An explanation of some basic Architecture, including Node, Node Ring also called a Cluster, the Primary Key and Partition Key.
Okay, so I talked about different,
I showed you the CQL shell and I’m talking about nodes,
and the cluster
and the keyspace and the table, but I didn’t really
say what these things are, so let’s cover that.
In this part,. I’m going to talk about the
basic architecture of Scylla.
So I keep saying “node”.
What’s a node?
A node is the ScyllaDB software
running on a machine on a server.
Typically in a production cluster,
a cluster is a collection of nodes
and in the production cluster we have
at least three nodes and it can go all the way
up to hundreds of nodes running in the same cluster.

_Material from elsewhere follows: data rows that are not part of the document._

PR #546, opened 2024-06-01
Improve the Oomph setup and m2e launchers

merks:
- Specify property user.home=${system_property:user.home} for the m2e launchers so that the user.home of the launched process necessarily matches the user.home of the launching application.
- Add a preference task to show Oomph's tiny two-button setup tool bar.
- Set the eclipse.target.platform variable to None to avoid a prompt for something not intended to be used.
- Set IDs on tasks that are reference to avoid references that are positional which might be corrupted by textual editing.
- Configure clones configure new branches to rebase.
- Configure core/autocrlf to input.
- Set the console to be of unlimited outputsize with tab width of 4.

### DIFF
--- a/org.eclipse.mylyn.releng/launcher/mylyn clean.launch
+++ b/org.eclipse.mylyn.releng/launcher/mylyn clean.launch
@@ -10,6 +10,7 @@
         <listEntry value="maven.test.failure.ignore=true"/>
         <listEntry value="maven.test.error.ignore=true"/>
         <listEntry value="dash.fail=false"/>
+        <listEntry value="user.home=${system_property:user.home}"/>
     </listAttribute>
     <stringAttribute key="M2_RUNTIME" value="EMBEDDED"/>
     <booleanAttribute key="M2_SKIP_TESTS" value="false"/>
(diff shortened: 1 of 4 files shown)


merks:
It strikes me that this setting is just asking for trouble:

image

With this setting it's easy to accidentally commit text files with `\r\n` into the git repository.

Are you folks sure that this would not be better set to `input` rather than `false`?  That way `\n` is not converted to `\r\n` on checkout, but `\r\n` is converted to `\n` on check-in (input)...

merks:
I'm out for a while now....

BeckerFrank:
> It strikes me that this setting is just asking for trouble:
> 
> image
> 
> With this setting it's easy to accidentally commit text files with `\r\n` into the git repository.
> 
> Are you folks sure that this would not be better set to `input` rather than `false`? That way `\n` is not converted to `\r\n` on checkout, but `\r\n` is converted to `\n` on check-in (input)...

Yes we should change this setting! Do you add an other commit to your branch?

merks:
I’ll amend and force push when I get home.

merks:
I believe all these files are committed with wrong line endings:

image

Just download the raw file and have a look:

https://raw.githubusercontent.com/eclipse-mylyn/org.eclipse.mylyn/main/mylyn.reviews/tbr/org.eclipse.mylyn.reviews.tasks.dsl/.classpath

I can create a PR to fix this once this is done...

merks:
This PR includes the requested change from:

https://github.com/eclipse-mylyn/org.eclipse.mylyn/pull/543#issuecomment-2143532560

BeckerFrank (approved):
LGTM

merks:
I think there is nothing controversial here and most certainly nothing that can't be changed.

PR #547, opened 2024-06-01
[#544] set timeout to 80 Minutes

BeckerFrank:
Add more time to the timeout value as we are getting too close to the previous value.


gnl42 (approved):

merks:
Better conservative than sorry!

PR #548, opened 2024-06-01
Correct a files with \r\n in the repository to use purely \n

merks:


merks:
This is hard to review because it shows everything as different even though only the line endings change.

So it’s a distributed database that has multiple nodes,
and each node is responsible
for a part of the database content.
Data is replicated
typically to at least three nodes,
but that’s up to the user and the use case.
And each node holds a part of the content of the database.
In ScyllaDB all the nodes are created equal,
so we don’t have the concept of leader,
follower nodes or master slave or any other name
you want to call it, all nodes are equal.
All nodes can serve requests,
and that goes together with high availability,
meaning that there’s no single point of failure,
even if one of the nodes goes down
or more than one node goes down for whatever reason,
say there is a hardware failure
or an earthquake or a fire or whatever,
the system will still be up and running and it will be able
to serve requests. Great.
So that was a node.. What’s a cluster?
A cluster is a collection of nodes.
We can think about it as a “node ring” as you see here.
And here we have five nodes consisting of a single cluster
so they work together and they are a single cluster.
The communication between
the nodes in the cluster is done peer to peer,
so they can all communicate with one another.
And again, there is no single point of failure.
Okay, this is important, the partition key.
How does Scylla know
which node is responsible for the data?
And I’ll say this again, what you see here is also
relevant for Apache Cassandra.
It works at this level pretty much the same.
So we have here a row with four columns.
They are: ID, name, address and phone,
and in this specific table, the ID was defined
as the partition key.
Now choosing the partition key is important
in terms of the data
model of your application and I’ll go into more detail
about that in the next talk, ScyllaDB
core concepts, which is in the essentials track
right after this one.
So what happens?
when we try to query, say we try to write this row
to the database, what ScyllaDB does is
it executes a consistent hash function also called the
partitioner, on the partition key value ID, in this case.
And according to the hash, it knows
which nodes are responsible for this specific piece of data.
Okay. So
it depends on how replication is set up.
It could be more than one node,
but whenever we read or write data,
the system performs the hash function on the partition key
and it knows which nodes are responsible.